The response has to be every entry, printed word for word.

+--

PR #3717, opened 2024-02-22
Redeclaration support for `impl` declarations.

zygoloid:
Maintain a mapping from (self type, constraint) to `ImplId` on the `Impl` value store so that we can perform redeclaration lookup.

### DIFF
--- a/toolchain/sem_ir/impl.h
+++ b/toolchain/sem_ir/impl.h
@@ -45,29 +45,39 @@ struct Impl : public Printable<Impl> {
 
 // A collection of `Impl`s, which can be accessed by the self type and
 // constraint implemented.
-class ImplStore : private ValueStore<ImplId> {
+class ImplStore {
+  using Store = ValueStore<ImplId>;
+
  public:
   // Looks up the impl with this self type and constraint, or creates a new
   // `Impl` if none exists.
   // TODO: Handle parameters.
   auto LookupOrAdd(TypeId self_id, TypeId constraint_id) -> ImplId {
     auto [it, added] =
-        values_.insert({{self_id, constraint_id}, ImplId::Invalid});
+        lookup_.insert({{self_id, constraint_id}, ImplId::Invalid});
     if (added) {
       it->second =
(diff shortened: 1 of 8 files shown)


toolchain/sem_ir/impl.h
```diff
@@ -0,0 +1,75 @@
...
+ public:
+  // Looks up the impl with this self type and constraint, or creates a new
+  // `Impl` if none exists.
+  // TODO: Handle parameters.
+  auto LookupOrAdd(TypeId self_id, TypeId constraint_id) -> ImplId {
+    auto [it, added] =
+        values_.insert({{self_id, constraint_id}, ImplId::Invalid});
+    if (added) {
+      it->second =
+          ValueStore::Add({.self_id = self_id, .constraint_id = constraint_id});
```
jonmeow: Is the `ValueStore::` required? (will be moot with the inheritance change, I suppose)

toolchain/sem_ir/impl.h
```diff
@@ -0,0 +1,75 @@
...
+  // TODO: Handle control flow in the impl body, such as if-expressions.
+  InstBlockId body_block_id = InstBlockId::Invalid;
+
+  // The following members are set at the `}` of the impl definition.
+  bool defined = false;
+};
+
+// A collection of `Impl`s, which can be accessed by the self type and
+// constraint implemented.
+class ImplStore : private ValueStore<ImplId> {
```
jonmeow: Style: "All inheritance should be public. If you want to do private inheritance, you should be including an instance of the base class as a member instead."

https://google.github.io/styleguide/cppguide.html#Inheritance

You might also want a comment about doing this approach in order to restrict mutation (`Add` and `Set`)

jonmeow (approved):
LGTM. I've been thinking about whether we should do more things like `impl.h` for the value store variants, I support this direction.

I think the private inheritance should be switched to a member, but please just fix it before merging.

toolchain/sem_ir/impl.h
zygoloid: Moot.

toolchain/sem_ir/impl.h

PR #4035, opened 2024-06-06
Format types in SemIR using the formatting for their instruction.

zygoloid:
Don't use the pretty-printed type name, because that's intended for
diagnostics, not for a theoretically machine-readable format like SemIR.

Types are always constants, so omit the leading `constant.` on the type
instruction name.


jonmeow (approved):
This looks like a good improvement in output.

PR #4036, opened 2024-06-06
Only store imported blocks when they're complete.

jonmeow:
Thinking about this due to #4034 doing this on a canonicalized block. But it seems worth avoiding the vector copy in general.


jonmeow:
Nevermind, realizing it's already addressed here.

PR #4037, opened 2024-06-06
Get the VS Code extension working again.

zygoloid:
VSCode's JSON parser no longer accepts comments in at least textmate grammars, so remove the comments. It's unclear whether VSCode changed here or whether this hasn't worked since the comments were added.

Clean up the textmate grammar: refactor, add some missing operators and keywords, classify keywords as introducer / modifier as appropriate, fix comment grammar to require space after `//`, and generalize recognition of iN, fN, uN to recognize all such type literals.

Be more cautious in language server -- I was seeing frequent crashes for `IdentifierName` parse nodes whose token was not actually an identifier, presumably due to error recovery.

### DIFF
--- a/.pre-commit-config.yaml
+++ b/.pre-commit-config.yaml
@@ -221,24 +221,6 @@ repos:
               .*/fuzzer_corpus/.*|
               .*/testdata/.*\.golden
           )$
-      # The copyright header we use for JSON can't be represented as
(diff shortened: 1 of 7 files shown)


jonmeow (approved):
LGTM, I think we've discussed the important details here.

+--

▸ **RESULT FOR THIS EXERCISE**:
PR #3717, opened 2024-02-22
Redeclaration support for `impl` declarations.

zygoloid:
Maintain a mapping from (self type, constraint) to `ImplId` on the `Impl` value store so that we can perform redeclaration lookup.

### DIFF
--- a/toolchain/sem_ir/impl.h
+++ b/toolchain/sem_ir/impl.h
@@ -45,29 +45,39 @@ struct Impl : public Printable<Impl> {
 
 // A collection of `Impl`s, which can be accessed by the self type and
 // constraint implemented.
-class ImplStore : private ValueStore<ImplId> {
+class ImplStore {
+  using Store = ValueStore<ImplId>;
+
  public:
   // Looks up the impl with this self type and constraint, or creates a new
   // `Impl` if none exists.
   // TODO: Handle parameters.
   auto LookupOrAdd(TypeId self_id, TypeId constraint_id) -> ImplId {
     auto [it, added] =
-        values_.insert({{self_id, constraint_id}, ImplId::Invalid});
+        lookup_.insert({{self_id, constraint_id}, ImplId::Invalid});
     if (added) {
       it->second =
(diff shortened: 1 of 8 files shown)


toolchain/sem_ir/impl.h
```diff
@@ -0,0 +1,75 @@
...
+ public:
+  // Looks up the impl with this self type and constraint, or creates a new
+  // `Impl` if none exists.
+  // TODO: Handle parameters.
+  auto LookupOrAdd(TypeId self_id, TypeId constraint_id) -> ImplId {
+    auto [it, added] =
+        values_.insert({{self_id, constraint_id}, ImplId::Invalid});
+    if (added) {
+      it->second =
+          ValueStore::Add({.self_id = self_id, .constraint_id = constraint_id});
```
jonmeow: Is the `ValueStore::` required? (will be moot with the inheritance change, I suppose)

toolchain/sem_ir/impl.h
```diff
@@ -0,0 +1,75 @@
...
+  // TODO: Handle control flow in the impl body, such as if-expressions.
+  InstBlockId body_block_id = InstBlockId::Invalid;
+
+  // The following members are set at the `}` of the impl definition.
+  bool defined = false;
+};
+
+// A collection of `Impl`s, which can be accessed by the self type and
+// constraint implemented.
+class ImplStore : private ValueStore<ImplId> {
```
jonmeow: Style: "All inheritance should be public. If you want to do private inheritance, you should be including an instance of the base class as a member instead."

https://google.github.io/styleguide/cppguide.html#Inheritance

You might also want a comment about doing this approach in order to restrict mutation (`Add` and `Set`)

jonmeow (approved):
LGTM. I've been thinking about whether we should do more things like `impl.h` for the value store variants, I support this direction.

I think the private inheritance should be switched to a member, but please just fix it before merging.

toolchain/sem_ir/impl.h
zygoloid: Moot.

toolchain/sem_ir/impl.h

PR #4035, opened 2024-06-06
Format types in SemIR using the formatting for their instruction.

zygoloid:
Don't use the pretty-printed type name, because that's intended for
diagnostics, not for a theoretically machine-readable format like SemIR.

Types are always constants, so omit the leading `constant.` on the type
instruction name.


jonmeow (approved):
This looks like a good improvement in output.

PR #4036, opened 2024-06-06
Only store imported blocks when they're complete.

jonmeow:
Thinking about this due to #4034 doing this on a canonicalized block. But it seems worth avoiding the vector copy in general.


jonmeow:
Nevermind, realizing it's already addressed here.

PR #4037, opened 2024-06-06
Get the VS Code extension working again.

zygoloid:
VSCode's JSON parser no longer accepts comments in at least textmate grammars, so remove the comments. It's unclear whether VSCode changed here or whether this hasn't worked since the comments were added.

Clean up the textmate grammar: refactor, add some missing operators and keywords, classify keywords as introducer / modifier as appropriate, fix comment grammar to require space after `//`, and generalize recognition of iN, fN, uN to recognize all such type literals.

Be more cautious in language server -- I was seeing frequent crashes for `IdentifierName` parse nodes whose token was not actually an identifier, presumably due to error recovery.

### DIFF
--- a/.pre-commit-config.yaml
+++ b/.pre-commit-config.yaml
@@ -221,24 +221,6 @@ repos:
               .*/fuzzer_corpus/.*|
               .*/testdata/.*\.golden
           )$
-      # The copyright header we use for JSON can't be represented as
(diff shortened: 1 of 7 files shown)


jonmeow (approved):
LGTM, I think we've discussed the important details here.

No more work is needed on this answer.